Here are the results of some archaeology that explains what's going on, deep within the glm
function:
Debugging (with debug("glm")
) and stepping through the function shows that it fails at the following call:
if (length(offset) && attr(mt, "intercept") > 0L) {
fit$null.deviance <- eval(call(if (is.function(method)) "method" else method,
x = X[, "(Intercept)", drop = FALSE], y = Y, weights = weights,
offset = offset, family = family, control = control,
intercept = TRUE))$deviance
}
This is an attempt to calculate the null deviance for the model. It's only evaluated if there's an intercept term and an offset term (I'm not sure why; it may be that the default null deviance calculated by the previous call to glm
is wrong in that case and must be recalculated?). It calls glm.fit
(the default value of method
), but without starting values because these are usually unnecessary for the intercept-only model.

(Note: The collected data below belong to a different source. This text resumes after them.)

PR #3201, opened 2022-03-20
Fix #3198: give player code a copy of Division.upgrades instead of the live object

### LINKED ISSUE #3198: Corporation API leaks live Division.upgrades object
`getSafeDivision` (in https://github.com/danielyxie/bitburner/blob/dev/src/NetscriptFunctions/Corporation.ts#L277) passes through the live `Division.upgrades` field, which is an array. Which means player code can edit the number of Coffee and AdVert.Inc that have been bought.

AdVert.Inc is a problem, as it's price scales based on number of times it's been bought, but it's effect is permanently applied to other stats when it's bought.

Sample exploit to repeatedly buy 1b cost AdVert.Inc:
```js
/** @param {NS} ns **/
	const divisionName = ns.args[0];
	const division = ns.corporation.getCorporation().divisions.find(division => division.name == divisionName);

	division.upgrades[1] = 0; // Reset AdVert.Inc to initial 1b cost

	ns.corporation.hireAdVert(divisionName); // Buy one AdVert.Inc, this should raise cost

	division.upgrades[1] = 0; // Reset again
	if (ns.corporation.getHireAdVertCost(divisionName) != 1e9) // Check if exploit still worked
		throw new Error("Exploit: fixed");
}
```

Ornedan:
Fixed by making a `slice()` copy, rather than giving the live game state object to player code. Sample exploit from #3198 no longer works:

```js
/** @param {NS} ns **/
	const divisionName = ns.args[0];
	const division = ns.corporation.getCorporation().divisions.find(division => division.name == divisionName);

	division.upgrades[1] = 0; // Reset AdVert.Inc to initial 1b cost

	ns.corporation.hireAdVert(divisionName); // Buy one AdVert.Inc, this should raise cost

	division.upgrades[1] = 0; // Reset again
	if (ns.corporation.getHireAdVertCost(divisionName) != 1e9) // Check if exploit still worked
		throw new Error("Exploit: fixed");
}
```

localhost_8000__noscripts (3)

### DIFF
--- a/src/NetscriptFunctions/Corporation.ts
+++ b/src/NetscriptFunctions/Corporation.ts
@@ -291,7 +291,7 @@ export function NetscriptCorporation(
       lastCycleExpenses: division.lastCycleExpenses,
       thisCycleRevenue: division.thisCycleRevenue,
       thisCycleExpenses: division.thisCycleExpenses,
-      upgrades: division.upgrades,
+      upgrades: division.upgrades.slice(),
       cities: cities,
       products: division.products === undefined ? [] : Object.keys(division.products),
     };


phyzical (approved):

Ornedan:
On further thought, should `Division.upgrades` even be exposed to player code? The contents are unexplained, and require a code dive to figure out. Coffee buy count is not really useful, and advert buy count is exposed separately via `ns.corporation.getHireAdVertCount`.

So a better solution might be to just remove the field from the Netscript-visible Division object altogether?

hydroflame:
Well for now lets at least prevent an easy exploit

Now debugging inside glm.fit
to see what happens: we get (within a call to the family function, gaussian()
) to:
if (is.null(etastart) && is.null(start) && is.null(mustart) &&
((family$link == "inverse" && any(y == 0)) || (family$link ==
"log" && any(y <= 0))))
stop("cannot find valid starting values: please specify some")

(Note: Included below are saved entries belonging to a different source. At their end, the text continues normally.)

PR #3218, opened 2022-03-21
Nerf corporation investment fraud

### LINKED ISSUE #2350: Corporation tuning needed.
As per discord: 

There are currently corps are in a very unbalanced state, with gameplay that trivializes the need for any hacking, scripting, or other mechanics. You are able to get massive evaluations by gaming your income to be able to hyper-scale your corp and beat almost any node in less than 6 hours with zero other mechanics used. 

Steps to reproduce 

1. Start software
2. Buy smart supply
3. get all 6 cities with warehouses for 6x production multi
4. get 900 storage in each city
5. horde AI limiters (set sell to 0 at MP so you hold them all)
6. place works as 1 operation / 1 engineer / 1 manager / 3 research
7. when storage fills, quickly flip all AI limiters to sell MAX at MP
8. when income skyrockets, get a high evaluation.
repeat this process (max storage, stockpile, sell off in 1 market tick) to get a second huge bump of money. After that you can play normally (boost averts/production/worker counts). Since you get a huge influx of cash even keeping 10% of your total company becomes viable with how fast you scale.

My suggestion is setting the investor to take an average of your income over the last 1-5 minutes to help level out this kind of play, but there are probably other ways that would work and not completely destroy the clever use of mechanics.

rj45:
Corporation valuations now look at the average profit over the last `ValuationProfitHistoryCycles` cycles. Currently this is set at 10 which leaves investment fraud still viable, just around 10 times less profitable.

This constant could be tweaked to make the nerf more or less severe. This mainly affects how quickly corps progress, it shouldn't affect dividends or stock price. 

Fixes #2350 

Currently play testing this to see how it compares to before. I can report some numbers here when the results come in.

### DIFF
--- a/src/Corporation/Corporation.tsx
+++ b/src/Corporation/Corporation.tsx
@@ -170,7 +170,10 @@ export class Corporation {
     let val;
 
     // take the average over the last ValuationProfitHistoryCycles
-    let profit = this.profitHistory.reduce((sum, val) => sum+val, 0) / this.profitHistory.length;
+    let profit = 0;
+    if (this.profitHistory.length > 0) {
+      profit = this.profitHistory.reduce((sum, val) => sum+val, 0) / this.profitHistory.length;
+    }
 
     if (this.public) {
       // Account for dividends
--- a/src/Corporation/Corporation.tsx
+++ b/src/Corporation/Corporation.tsx
@@ -110,7 +110,9 @@ export class Corporation {
         const profit = this.revenue - this.expenses;
 
         this.profitHistory.push(profit);
-        if (this.profitHistory.length > 60) this.profitHistory.shift();
+        if (this.profitHistory.length > CorporationConstants.ValuationProfitHistoryCycles) {
+          this.profitHistory.shift();
+        }
 
         const cycleProfit = profit * (marketCycles * CorporationConstants.SecsPerMarketCycle);
         if (isNaN(this.funds) || this.funds === Infinity || this.funds === -Infinity) {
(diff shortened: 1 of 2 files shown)


src/Corporation/Corporation.tsx
```diff
@@ -159,8 +165,18 @@ export class Corporation {
   }
 
   determineValuation(): number {
-    let val,
-      profit = this.revenue - this.expenses;
+    let val;
+
+    // take the average over the last 60 cycles (10 min)
+    const avgProfit = this.profitHistory.reduce((sum, val) => sum+val, 0) / this.profitHistory.length;
```
phyzical, line 171: maybe a check to avoid divide by 0 even though it would be very rare

phyzical:
seems so sensible but wont approve simply due to not really knowing if its the correct way to approach the problem

rj45:
So I modified this PR a bit after talking in discord a bit about it. I put the amount of history it looks at as constant so it can be tweaked to tweak balance. I set it to 10, but maybe a better initial value would be 3 or 5. This will keep investment fraud as a viable mechanic, just not as over powered as it was.

@phyzical should I try to remove the formatting updates from this PR? I didn't notice it did that, should be easy enough to revert if wanted.

rj45:
@phyzical I just reverted the formatting updates anyway, and I fixed the divide by zero condition

src/Corporation/Corporation.tsx
```diff
@@ -159,8 +167,14 @@ export class Corporation {
...
 
   determineValuation(): number {
-    let val,
-      profit = this.revenue - this.expenses;
+    let val;
+
+    // take the average over the last ValuationProfitHistoryCycles
+    let profit = 0;
+    if (this.profitHistory.length > 0) {
+      profit = this.profitHistory.reduce((sum, val) => sum+val, 0) / this.profitHistory.length;
```
ApamNapat, line 175:
```suggestion
      profit = this.profitHistory.reduce((sum, next) => sum + next, 0) / this.profitHistory.length;
```

hydroflame:
Closed because implemented slightly differently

and we see that because the starting values were not passed through, because a log link is used, and because some y
values are equal to zero, the fit fails. So this is a case that should happen if (and only if?) an offset and an intercept are both specified, a log link is used, and there are zero values in the response.
If you dump("glm",file="glmtemp.R")
; add the line
start = start[1], etastart = etastart[1], mustart = mustart[1],
to the call that fits the null deviance (i.e. the one shown above); and source("glmtemp.R")
, it seems to work OK ... I think this should be a reasonable general solution. If anyone wants to bring this issue up on the R development list, feel free.